Researchers evaluate the properties of anterograde and retrograde viral tracers

Researchers from the newly-established Center for Neural Circuit Mapping at the University of California, Irvine School of Medicine evaluate the properties of anterograde and retrograde viral tracers, comparing their strengths and limitations for use in neural circuit mapping. Results were published today as a primer in Neuron.
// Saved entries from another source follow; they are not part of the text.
PR #422, opened 2026-08-31
chore: alpenglow PeerUpdateVoteAccount response

amliu-jumptrading:
WS Changes
| epoch_credits   | `number`       | *Tower Only* The number of credits earned by the vote account during the current epoch |
| epoch_rewards   | `string`       | *Alpenglow Only* Voting rewards credited to this account during the current epoch, in lamports |

epoch_credits is not currently used anywhere so we can simply remove it to avoid any zod schema validation errors


amliu-jumptrading:
WS message iterated on and this field is no longer touched

PR #425, opened 2026-09-02
omit tpu waterfall, schedule for RPC nodes

ripatel-fd:
RPC nodes ([layout].enable_block_production = false) do not have
leader slots or block production tiles, so skip rendering empty
views.


asuzuki-jumptrading:
Will iterate on this branch

PR #433, opened 2026-09-14
fix: improve slot details performance

asuzuki-jumptrading:
Fixes to make slot details page faster when txns count is large.
- Build a map of bundle states per microblock, so we don't loop through all txns for each txn idx.
- Consolidate txn data collection in Provider, to eliminate looping through all txns in multiple components.


atsai-jumptrading (dismissed):

src/features/SlotDetails/SlotTransactionsProvider.tsx
```diff
@@ -0,0 +1,189 @@
...
+      // collect all txnIdxs
+      const mbId = transactions.txn_microblock_id[i];
+      const txnIdxs = bundleTxnIdxsByMicroblockId.get(mbId) ?? [];
+      txnIdxs.push(i);
+      bundleTxnIdxsByMicroblockId.set(mbId, txnIdxs);
+    }
+
+    const getTxnBundleStats = (txnIdx: number): TxnBundleStats => {
+      const mbId = transactions.txn_microblock_id[txnIdx];
+      const bundleTxnIdx = bundleTxnIdxsByMicroblockId.get(mbId) ?? [];
```
atsai-jumptrading: might wanna rename this one `bundleTxnIdxs` since we're using `txnIdxs` for plural already

asuzuki-jumptrading: ok I'll rename it in other files too for consistency

atsai-jumptrading (dismissed):

src/features/Overview/SlotPerformance/TransactionBarsCard/ChartTooltip.tsx
```diff
@@ -27,28 +25,26 @@ import {
...
 
   const bundleStats = useMemo(() => {
-    if (!transactions) return;
+    if (!transactions || !getTxnBundleStats) return;
     if (txnIdx < 0) return;
     if (!transactions.txn_from_bundle[txnIdx]) return;
 
-    return getTxnBundleStats(transactions, txnIdx);
-  }, [transactions, txnIdx]);
+    return getTxnBundleStats(txnIdx);
```
amliu-jumptrading, line 46: Can we add this guard to `getTxnBundleStats`:
```
if (!transactions.txn_from_bundle[txnIdx]) return;
```

If we do, we can remove the guards here and simplify to:
```
const bundleStats = useMemo(() => getTxnBundleStats?.(txnIdx), [txnIdx, getTxnBundleStats]);
```

We can also simplify the check in BarsChart for `from_bundle` to:
```
const transactionsBundleStats = useMemo(() => (transactions.txn_from_bundle.map((_, i) => getTxnBundleStats(i))), [getTxnBundleStats, transactions]);
```

src/features/SlotDetails/SlotTransactionsProvider.tsx
```diff
@@ -0,0 +1,189 @@
...
+        computeUnitStats.vote += consumedCus;
+      } else if (isBundle) {
+        computeUnitStats.bundle += consumedCus;
+      } else {
+        computeUnitStats.other += consumedCus;
+      }
+
+      // fee breakdown stats
+      feeBreakdownStats.fees += Number(getPaidTxnFees(transactions, i));
+      feeBreakdownStats.tips += Number(getPaidTxnTips(transactions, i));
```
amliu-jumptrading, line 150: Since we're already calculating paidTxnFees and paidTxnTips for the fee breakdown stats in the context, can we also calculate income once and return it as part of the context value?

We can have an income array that we accumulate values in
```
const income: number[] = [];
...
income[txnIdx] = paidFees + paidTips
```

We can have cheap access to the income values in each of the `IncomeDistributionCharts` and the income array used in `IncomeByPctTxns` is basically free since it got folded into the existing loop.

amliu-jumptrading (dismissed):

src/features/Overview/SlotPerformance/TransactionBarsCard/ChartTooltip.tsx
asuzuki-jumptrading: Nice! I'll remove the `txn_from_bundle` checks from a few other places too

src/features/SlotDetails/SlotTransactionsProvider.tsx
asuzuki-jumptrading: I'll add this but technically we'd have to store an extra array of length transactions.length for the income, whereas we previously calculated it as needed

asuzuki-jumptrading: Discussed offline -- we'll remove this so we don't store another array the size of the transactions length

amliu-jumptrading (approved):

PR #1038, opened 2018-12-20
Move to tagged versions of C dependency libraries

david-koenig:
Needed because we were previously pinning to old version
of aws-c-common before some breaking changes.


david-koenig:
Hold off on merging this. It looks like we're going to have to update to the *.*.1 tag of each of these libraries, but I need to do one more check in the morning that those ones will work properly.

david-koenig:
The ``*.*.1`` versions are not working properly in the build here and we will need to pin new versions again. This is a work in progress. Hold off on merging.

david-koenig:
This has been updated to use the versions we need.

wps132230:
For Jonathan's concern, we've already passed `CMAKE_INSTALL_PREFIX` and `CMAKE_PREFIX_PATH`, and for `CMAKE_C_FLAGS`, I think customers can build their own version of dependencies, and make SDK link to these libraries.

JonathanHenson:
If you don’t pass CMAKE_C_FLAGS your 32 bit builds and cross compile builds will fail.

PR #1064, opened 2019-02-09
Fix potential out of bound read in CalculateBase64DecodedLength

Voultapher:
If the length of base64 input is only one character.
len - 2 would wrap to size_t::max - 1, causing an out of bound read.

Albeit being an invalid base64 string, this should not cause UB.


Voultapher:
I see this has been approved, is there something else that needs to happend for this to get merged?

marcomagdy:
We run it through our internal CI, and if it all looks good we merge it.
This PR is super simple, so I anticipate no issues. We'll have it merged ASAP. 
Thank you

marcomagdy:
I merged the PR to our internal repo. It will be show up on the public repo with the next release.

singku:
Merged to master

The article provides a comprehensive comparison of anterograde and retrograde viral and non-viral tracers for neural circuit analysis and describe neural circuit tracing history and background. It also examines the specific viruses used for neuroscience research, and provides essential information to guide other researchers on their choice of viral tracers.

Viral tracers are important tools for neuroanatomical mapping and genetic payload delivery. Genetically modified viruses allow for cell-type specific targeting, and overcome many limitations of non-viral tracers.

"A central goal of modern neuroscience research is to understand the cell-type specific connections between different regions of the brain and the detailed circuit organization within them," said lead author Xiangmin Xu, Ph.D., professor of anatomy and neurobiology, and director of the new Center for Neural Circuit Mapping.

Our primer evaluates currently applied anterograde and retrograde viral tracers and provides practical guidance on experimental uses, along with key technical and conceptual considerations for developing new safer and more effective anterograde trans-synaptic viral vectors for neural circuit analysis in multiple species."

Xiangmin Xu, Ph.D, Study Lead Author and Professor, Department of Anatomy and Neurobiology, University of California-Irvine

Naturally occurring viruses have been used for neural circuit tracing for decades by exploiting the natural properties of viral propagation and transmission. Genetic modifications of such viruses have led to many improvements for neuroscience applications. In addition to anatomical mapping, genetically modified viral tracers have greatly facilitated functional studies of cell-type specific and circuit-specific neural networks in the brain.

Xu, along with other UCI School of Medicine investigators involved in the primer, including Rozanne Sandri-Goldin, PhD, chancellor's professor and chair of microbiology and molecular genetics, Todd Holmes, PhD, professor and vice chair of physiology and biophysics, and Bert Semler, PhD, distinguished professor of microbiology and molecular genetics and director for the UCI Center for Virus Research, recently launched the Center for Neural Circuit Mapping (CNCM) at the UCI School of Medicine.

The CNCM focuses on neural circuit studies and new viral-genetic technology development. A critical component of the new center is the creation of a viral production facility to disseminate new molecular tools to the worldwide neuroscience community.

"Using new genetic-viral tools, our main goal with the CNCM is to advance the study of neural circuits using animal models to define mechanisms and pathways that underlie neurodevelopmental, neuropsychiatric and neurodegenerative disorders," said Xu. "Understanding the brain's neural circuitry is critical for successful translational progress in better treating these diseases."